Мы пересмотрели все мои рисунки. И я рассказывала о каждом: то смеялась; то затихала, пропуская по венам те, былые чувства; то безотрывно смотрела на восхищенного Корфа. Он перебирал листы, как невиданные сокровища. И в его стальных глазах сияло солнце. На последнем рисунке он замер. Долго всматривался в карандашные росчерки, сплетающиеся в силуэт тигра; перетекающие из зверя в человека с расписанной иероглифами спиной. Последний мой набросок. Тогда я сломала все свои карандаши, выбросила краски. И не рисовала до сегодняшнего дня. А Корф нахмурился, стиснул зубы. И желваки заходили от злости, а пальцы смяли края листа. И сердце защемило, и дыхание сбилось. И захотелось прикоснуться, стереть морщинку между бровей, но еще больше – раствориться в его объятиях, забрать его боль и никогда его не отпускать. И я упорно придумывала, как бы его задержать. Хотя бы на эту ночь. Перебрала кучу вариантов: от алкоголя до соблазна. И отругать себя успела, потому что вряд ли это подействует на Корфа. А что тогда? Расплакаться на груди? Поможет? Удержит? А может, просто попросить?
– О чем задумалась, Печенька? – Вздрогнула от его голоса, словно он мог подслушать мои мысли. Вздохнула.
Прозевала, как Корф отложил рисунки. И теперь рассматривал меня.
– Поздно уже…
Корф бросил взгляд на часы и присвистнул. Стрелки показывали без четверти три. Утро неумолимо приближалось.
– Да уж, засиделись мы с тобой, – он хлопнул себя по ногам и поднялся одним рывком. Я встала следом. Замерла в шаге от него. Он смотрел куда-то мимо меня и молчал. И не уходил. И я была готова стоять так хоть до утра – только бы не ушел.
– Катя, – он слегка склонил голову на бок, словно раздумывал над чем-то, – я…
– Не уходи, – перебила на выдохе. Корф снова нахмурился. – Мне все равно, что ты думаешь, – отмахнулась я. – Плевать, что скажут остальные. Просто не уходи.
– А твои близкие? Для них я умер, Катя. И воскресать не хочу.
– А тебе и не обязательно с ними видеться, – уговаривала я. – Марк у меня почти не бывает. Иногда Лизку подбрасывает, но она хорошая, да и маленькая еще совсем. Графу я не интересна, а мама…мама нечасто осмеливается ослушаться графа, – улыбнулась мрачно. – В конце концов, я имею право на личную жизнь! – и сжала кулаки, пряча в них дрожащие пальцы.
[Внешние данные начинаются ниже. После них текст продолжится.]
PR #464, opened 2019-08-02
feat(webdriver): allow running tests with backend

virtuacoplenny:


spot-webdriver/specs/in-meeting.spec.js
```diff
@@ -14,6 +14,10 @@ describe('While in a meeting ', () => {
             .waitForVisible();
     });
 
+    afterEach(() => {
+        spotSession.resetConnection();
```
paweldomas: Is there any test where we would not want this to happen after a run ? Maybe I wish this was more automatic/implicit/happening behind the scenes, but I understand if not doable or a lot of effort.

virtuacoplenny: I might be able to figure out a way but it might have to be in webdriverio. Before I had a global afterEach that ran after each test where I could include global cleanup. With the latest update each file runs in its own instance, so that global afterEach stopped working. What could be done is in the webdriverio config a cleanup call could be done, but then the refactoring would be to have a factory function for the SpotSession so there could be a global/centra place that holds onto all session for the cleanup call to access (instead of an instance scoped to the test).

In general we want a cleanup call though because of the spot-tv connection conflicts caused by jids. It's not that it's a lot of effort to workaround it's that this current impl was the easiest for now. I could follow up tomorrow and try the global cleanup in the webdriverio config but also I had some trouble with it respecting async.

virtuacoplenny: Rebased and tried creating a global session store so that the webdriverio config can clear connections in its afterTest hook.

PR #468, opened 2019-08-05
Add legal links

virtuacoplenny:
I'm uncertain where I'm actually supposed to put these links. At first I was told to put them on the help page but then told to put them in the settings panel under a cog. So I put the links on the help page and put them in the settings panel, but not under a cog because there really isn't much in the settings panel.

Screen Shot 2019-08-05 at 10 44 20 AM
Screen Shot 2019-08-05 at 9 38 09 AM


spot-client/src/spot-remote/ui/views/help.js
```diff
@@ -67,11 +68,41 @@ class Help extends React.Component {
...
+     * Creates links to legal documents related to using Spot.
+     *
+     * @private
+     * @returns {ReactElement}
+     */
+    _renderLegalLinks() {
+        return (
+            <div className = 'legal-links'>
+                <a
+                    href = 'https://www.8x8.com/terms-and-conditions/privacy-policy'
```
saghul: Can't these be configurable, like on Jitsi Meet?

spot-client/src/spot-remote/ui/views/help.js
```diff
@@ -67,11 +68,41 @@ class Help extends React.Component {
...
+                    rel = 'noopener noreferrer'
+                    target = '_blank'>
+                    Privacy Policy
+                </a>
+                <a
+                    href = 'https://www.8x8.com/terms-and-conditions/8x8-end-user-terms-of-use'
```
saghul: Ditto

saghul:
> So I put the links on the help page and put them in the settings panel, but not under a cog because there really isn't much in the settings panel.

IMHO the cog is needed, there no indication there is a settings menu otherwise.

virtuacoplenny:
> > So I put the links on the help page and put them in the settings panel, but not under a cog because there really isn't much in the settings panel.
> 
> IMHO the cog is needed, there no indication there is a settings menu otherwise.

The request sounded like adding a cog within the settings menu itself. There is an open ticket or two requesting designs for how we should indicate the existence of a settings menu, as Pawel and Zoli and QA have brought this up as well. On my end I haven't prioritized cowboy-ing a solution.

spot-client/src/spot-remote/ui/views/help.js
virtuacoplenny: You think we should?

saghul: The Jitsi "Spot" app would have different links. Yes, they may point to the same place, but we redirect from jitsi.org.

saghul:
> The request sounded like adding a cog within the settings menu itself. There is an open ticket or two requesting designs for how we should indicate the existence of a settings menu, as Pawel and Zoli and QA have brought this up as well. On my end I haven't prioritized cowboy-ing a solution.

A hamburger menu on the top left, like we do in jitsi meet sounds like an easy win maybe?

spot-client/src/spot-remote/ui/views/help.js
virtuacoplenny: I sense you do want is so I'm going to make it configurable in a follow up commit today, probably the first thing I work on

virtuacoplenny:
I guess it's time for me to go off design script again. I'll do it today.

spot-client/src/spot-remote/ui/views/help.js
saghul: Thank you! That shouldn't block this PR though.

virtuacoplenny:
I demoed spot to a couple people and they both said the menu should remain hidden because it's not for users to use but rather for the admin. So I'm back to not doing anything until getting product + design to commit to a design.

PR #478, opened 2019-08-07
Refresh the access token and retry if backend replies with 401

paweldomas:
Adds a logic which will retry a backend request in case it responds with 401.

Still not sure whether the calendar request should be included or not ?

### DIFF
--- a/spot-client/src/spot-tv/backend/SpotTVBackendService.test.js
+++ b/spot-client/src/spot-tv/backend/SpotTVBackendService.test.js
@@ -1,0 +1,135 @@
+import { persistence } from 'common/utils';
+
+import { SpotTvBackendService } from './SpotTvBackendService';
+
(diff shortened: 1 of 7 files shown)


spot-client/src/spot-tv/backend/SpotTVBackendService.test.js
```diff
@@ -0,0 +1,135 @@
+import { persistence } from 'common/utils';
+
+import { SpotTvBackendService } from './SpotTvBackendService';
+
+// FIXME duplicated with SpotBackendService.test.js
```
virtuacoplenny: I think the duplication with these mocks is fine. If you really wanted you could create helpers that do these mocks but I couldn't argue for them at this point, to be honest. I understand the un-easiness with copy/paste but this seems small enough to be okay (admittedly that's how problems start though)

PR #484, opened 2019-08-08
fix(nav): prevent overflow cutoff on safari

virtuacoplenny:
Happens on wide resolutions.

Issue:
Screen Shot 2019-08-08 at 12 37 01 PM

With potential fix:
Screen Shot 2019-08-08 at 12 37 18 PM


virtuacoplenny:
Let's see what this break.

PR #485, opened 2019-08-08
ref(device-id): include device type in device ID

paweldomas:
Will add 'spot-tv', 'remote-perm' or 'remote-temp' as part of the device ID to be able to tell the device type instantly.

### DIFF
--- a/spot-client/src/spot-remote/app-state/actions.js
+++ b/spot-client/src/spot-remote/app-state/actions.js
@@ -5,9 +5,9 @@ import {
     getSpotServicesConfig,
     setCalendarEvents,
     setReconnectState,
-    setRoomId,
     setSpotTVState
 } from 'common/app-state';
+import { setSpotInstanceInfo } from 'common/app-state/device-id';
 import { createAsyncActionWithStates } from 'common/async-actions';
 import { isBackendEnabled, SpotBackendService } from 'common/backend';
 import { history } from 'common/history';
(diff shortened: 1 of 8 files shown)


spot-client/src/spot-remote/app-state/actions.js
```diff
@@ -105,7 +105,11 @@ export function connectToSpotTV(joinCode, shareMode) {
 
             const roomId = roomProfile && roomProfile.id;
 
-            roomId && dispatch(setRoomId(roomId));
+            roomId && dispatch(setSpotInstanceInfo({
+                roomId,
+                isSpotTv: false,
+                isPairingPermanent: backend && backend.isPairingPermanent()
+            }));
```
virtuacoplenny: Is any of this info redundant with something that's already in state? I know that setup.isSpot exists already. Could permanent vs temporary be gleaned in another way? Basically I'm wondering if this plumbing that does not need to exist if existing state can be re-used readily.

paweldomas: Yes, I will look into that. My only problem was that device ID is kind of basic feature which should be as independent as possible, but if it starts importing other features here and there this will not be the case and will be risk of introducing circular dependencies. Right now it's that this info is submitted by the action from a feature that uses it, so it goes top down.

paweldomas: You know unless middlewares would be a separate thing. Then it would be ok I think.

virtuacoplenny: We've brought making middleware separate before. Didn't jitsi-meet mobile also bring it up? From my perspective, we are on this path:
- Services that do its stateful stuff as needed
- Pubsub (or whatever communication mechanism) to store only necessary state in the UI
- Likely shoving logic out of actions and into middleware, although for now we're shoving logic into actions and out of the smart components
- Separate redux state and middleware from the rest of the app instead of doing the feature folder approach of jitsi-meet

PR #486, opened 2019-08-08
feat(rcs): record what type of remotes are connected

virtuacoplenny:
Prep-work for automatically advancing setup when a remote has been connected.


spot-client/src/common/remote-control/BaseRemoteControlService.js
```diff
@@ -181,7 +181,7 @@ export class BaseRemoteControlService extends Emitter {
             return `${prefix}-${generate8Characters()}`;
         }
 
-        return undefined;
+        return `remote-${generate8Characters()}`;
```
paweldomas: how about doing `remote-perm` only on permanent and do that fallback in any other case including temporary remote ?

spot-client/src/common/remote-control/BaseRemoteControlService.js
```diff
@@ -357,6 +357,25 @@ export class BaseRemoteControlService extends Emitter {
...
+     * Helper for determining the type of the Spot client based on its jid.
+     *
+     * @param {string} jid - The jid which contains identifying information
+     * about the client.
+     * @private
+     * @returns {string}
+     */
+    _getTypeFromResource(jid) {
+        if (jid.includes('/spot-tv')) {
+            return 'spot-tv';
```
paweldomas: Can we have constants defined for those types ?

spot-client/src/common/remote-control/BaseRemoteControlService.js
```diff
@@ -366,14 +367,14 @@ export class BaseRemoteControlService extends Emitter {
...
-            return 'permanent-remote';
+        if (jid.includes(`/${CLIENT_TYPES.SPOT_TV}`)) {
+            return CLIENT_TYPES.SPOT_TV;
+        } else if (jid.includes(`/${CLIENT_TYPES.SPOT_REMOTE_PERMANENT}`)) {
+            return CLIENT_TYPES.SPOT_REMOTE_PERMANENT;
         }
 
         // Both "remote-temp" and "remote-" are considered temporary.
-        return 'temporary-remote';
+        return CLIENT_TYPES.SPOT_REMOTE_TEMPORARY;
```
paweldomas: Is the comment above(line 376) outdated now ?

PR #491, opened 2019-08-09
ref: move permanent pairing code to common/backend and fix analytics

paweldomas:
Moves permanent pairing code storage and selectors to common/backend. Sends pairing code analytics for both Spot TV and Remote.


spot-client/src/common/backend/analyticsEvents.js
```diff
@@ -0,0 +1,11 @@
...
+    /**
+     * When backend pairing is lost.
+     */
+    PAIRING_FAIL: 'permanent-pairing-code-fail',
+
+    /**
+     * When backend pairing is established.
+     */
+    PAIRING_SUCCESS: 'permanent-pairing-code-success'
+};
```
virtuacoplenny: I thought all analytics events were going to be in files within /analytics directories. Should /backend be concerned with analytics? I see below you added analytics-related middleware to backend as well.

spot-client/src/common/utils/store-peristence.test.js
```diff
@@ -0,0 +1,135 @@
...
+                        permanentPairingCode: SPOT_REMOTE_PERM_CODE
+                    }
+                });
+
+            expect(getPersistedState()).toMatchObject({
+                backend: {
+                    permanentPairingCode: SPOT_TV_PERM_CODE
+                }
+            });
+        });
```
virtuacoplenny: Nice. Maybe we want a test that fails in a few weeks as a reminder to delete the legacy support.

spot-client/src/common/backend/index.js
```diff
@@ -6,3 +8,6 @@ export {
     getRemotePairingCode,
     refreshAccessToken
 } from './utils';
+
+import './middleware';
+import './reducer';
```
virtuacoplenny: Are you sure we want to now have state in common/backend? Do we need it?

paweldomas: We can have it either here or in "spot remote/backend" and "spot tv/backend". I though to keep it in one/common place as it turned out that it's the same thing for both TV and remote.

spot-client/src/common/backend/analyticsEvents.js
paweldomas: I can have this moved to common/analytics

virtuacoplenny: That's what I'm asking about, yes. Is there an explicit reason why you moved away from having all analytics live in /analytics directories?

spot-client/src/common/backend/index.js
virtuacoplenny: My only concern is common/backend having knowledge of redux. If it's necessary for it to do so now then that's what has to happen. Otherwise I would like to keep a separation of redux and the backend logic if, and only if, reasonable.

spot-client/src/common/backend/analyticsEvents.js
paweldomas: No, I will move it there

spot-client/src/common/backend/index.js
paweldomas: Well, really backend service class is not directly involved in redux, but Im thinking of this package as a feature like we have in JitsiMeet. I think it belongs here or I have no better idea. Let me know if you do.

spot-client/src/common/analytics/analyticsEvents.js
```diff
@@ -0,0 +1,11 @@
...
+    /**
+     * When backend pairing is lost.
+     */
+    PAIRING_FAIL: 'permanent-pairing-code-fail',
+
+    /**
+     * When backend pairing is established.
+     */
+    PAIRING_SUCCESS: 'permanent-pairing-code-success'
+};
```
virtuacoplenny: what's wrong with events.js?

paweldomas: Yeah, nothing. Thanks !

PR #493, opened 2019-08-09
feat(controller): stop hiding url changing behind dev

virtuacoplenny:
A masterclass in design.
Screen Shot 2019-08-09 at 2 16 07 PM

### DIFF
--- a/spot-controller/src/setup.js
+++ b/spot-controller/src/setup.js
@@ -1,21 +1,41 @@
 import PropTypes from 'prop-types';
 import React from 'react';
 import {
+    Button,
     StyleSheet,
+    Text,
     TextInput,
     View
 } from 'react-native';
+import url from 'url';
+
+import { logger } from './logger';
 
 const styles = StyleSheet.create({
     container: {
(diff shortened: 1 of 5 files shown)


spot-controller/src/setup.js
```diff
@@ -86,6 +116,14 @@ export default class Setup extends React.Component {
      * @returns {void}
      */
     _onSubmitEnteredUrl() {
-        this.props.onSubmitEnteredUrl(this.state.enteredRemoteControlUrl);
+        try {
+            const urlParts = url.parse(this.state.enteredRemoteControlUrl);
+
+            if (/localhost|jitsi.net|8x8.vc/.exec(urlParts.hostname)) {
```
virtuacoplenny: This is the whitelist part. This feels pretty limiting but maybe it's okay for now, meaning the next n-weeks.

virtuacoplenny: Maybe it'd be better to have a lock for this feature? Not sure how we'd go about setting the lock. But I still think this is okay for now, as long as we decide what to do and do it before the next release.

PR #495, opened 2019-08-10
ref(controller): inject js to reset app

virtuacoplenny:
This is an attempt to simply the reset logic.
The drawback is all local storage gets cleared,
including any data that was external to
the redux state being saved, but maybe that is
for the best.

### DIFF
--- a/spot-client/src/index.js
+++ b/spot-client/src/index.js
@@ -28,7 +28,6 @@ import {
     remoteControlClient
 } from 'common/remote-control';
 import {
-    clearPersistedState,
     getPersistedState,
     loadScript,
     setPersistedState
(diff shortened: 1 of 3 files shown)


virtuacoplenny:
Saw a bug with this impl while re-testing, which I'll fix along with the conflicts.

virtuacoplenny:
Force pushed to resolve conflicts for now but there is another change I would like to go in first to fix the bug (onboarding not displaying until relaunch even after reset). Likely there will be conflicts again.

virtuacoplenny:
This should be ready now. The issue with reset not causing onboarding to show should have been fixed as a side effect of #506.

PR #500, opened 2019-08-13
ref: improve logs around the pairing code

paweldomas:


spot-client/src/common/backend/SpotBackendService.js
```diff
@@ -133,9 +133,9 @@ export class SpotBackendService extends Emitter {
      */
     _maybeClearRegistration(error) {
         if (this.isUnrecoverableRequestError(error)) {
+            this.getJwt() && logger.log('Cleared backend registration');
```
virtuacoplenny: Would it be better to always log but include if there was a jwt? Same really with any logs? Always log but include data about the log?

paweldomas: This one about cleared backend registration is very confusing to me when looking through the logs.

PR #503, opened 2019-08-13
feat(RN): report native version as user agent

paweldomas:
Copies the AppInfo module from jitsi-meet and uses the app name, version and build number to construct the WebView's user agent.


spot-controller/src/remote-control.js
```diff
@@ -46,6 +51,11 @@ export default class RemoteControl extends React.PureComponent {
         this._setRef = this._setRef.bind(this);
 
         this._resolveUrl();
+
+        this.userAgentString
+            = __DEV__
+                ? 'SpotController/development'
+                : `${AppInfo.name}/${AppInfo.version}(${AppInfo.buildNumber})`;
```
virtuacoplenny: To make sure the blame is put on me, I requested that this user agent still take into account feature version somehow. The reason for having user agent in the first place was to provide web a way to know what features the react native app supports, in case some backwards compatibility (ie disabling features) is needed.

PR #482, opened 2017-06-06
feat(calendar): Adding ability to change and display current selected date

johnsully83:
##### **Description**
Added in ability to change and display current selected date in calendar module.

Added in CalendarDateChange component, cleaned up module a little, tweaked the demo a bit as well.

##### **Reviewers**
* @jgodi
* @more


src/elements/calendar/common/CalendarDateChange.ts
```diff
@@ -0,0 +1,76 @@
+import { Component, Input, Output, EventEmitter, Inject, LOCALE_ID } from '@angular/core';
+
+import * as addDays from 'date-fns/add_days';
```
jgodi: Use `import * as dateFns from 'date-fns';` and then `dateFns.addDays()`.

jgodi: Same for all the others too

– Боюсь, со мной у тебя не будет никакой личной жизни, – теперь мрачно скалился Корф.
– Моя личная жизнь – это ты, Крис Корф! – прорычала, толкнув его кулаком в грудь. Он слегка отшатнулся. – И хватит уже ломаться, как невинная барышня, упрямый ты засранец!
На этих словах Корф расхохотался: приглушенно и откровенно по-мужски, – и обнял меня. А я разжала кулаки, чувствуя, как отступил страх. Теперь Корф не уйдет. Теперь я черта с два его отпущу. Не сегодня. И счастье затопило с головой.
Корф заснул сразу, едва рухнул на расстеленную кровать. Я же ворочалась, не находя себе места. И привычный диван казался твердым и неудобным. А в голову лезли бестолковые мысли, от которых лихорадило: губы Корфа на моих, его прикосновения и жаркое дыхание. Промаявшись до рассвета, я вылезла из-под одеяла и поплелась на кухню. Кофе всегда спасал от бессонных ночей. Теперь, когда Корф был так близко, желание, преследующее во снах, обострилось до предела. Наверное, поэтому я замерла перед спальней, приоткрыла дверь. Корф лежал на спине, запрокинув голову и вцепившись в бильце кровати. Кошмар? Или он не спит? Но я не могла разглядеть – в комнате царил полумрак. Поэтому я юркнула внутрь. Замерла у кровати. Корф спал и метался на постели. Пальцы побелели от напряжения, по заросшему щетиной лицу катился пот, одеяло сбилось в ногах. И все его тело, изрезанное побелевшими шрамами, дышало болью. Пульс слетел с ритма. Стало страшно. И уйти бы, но я не могла. Села на пол, положила голову на измятую простынь и тихо запела.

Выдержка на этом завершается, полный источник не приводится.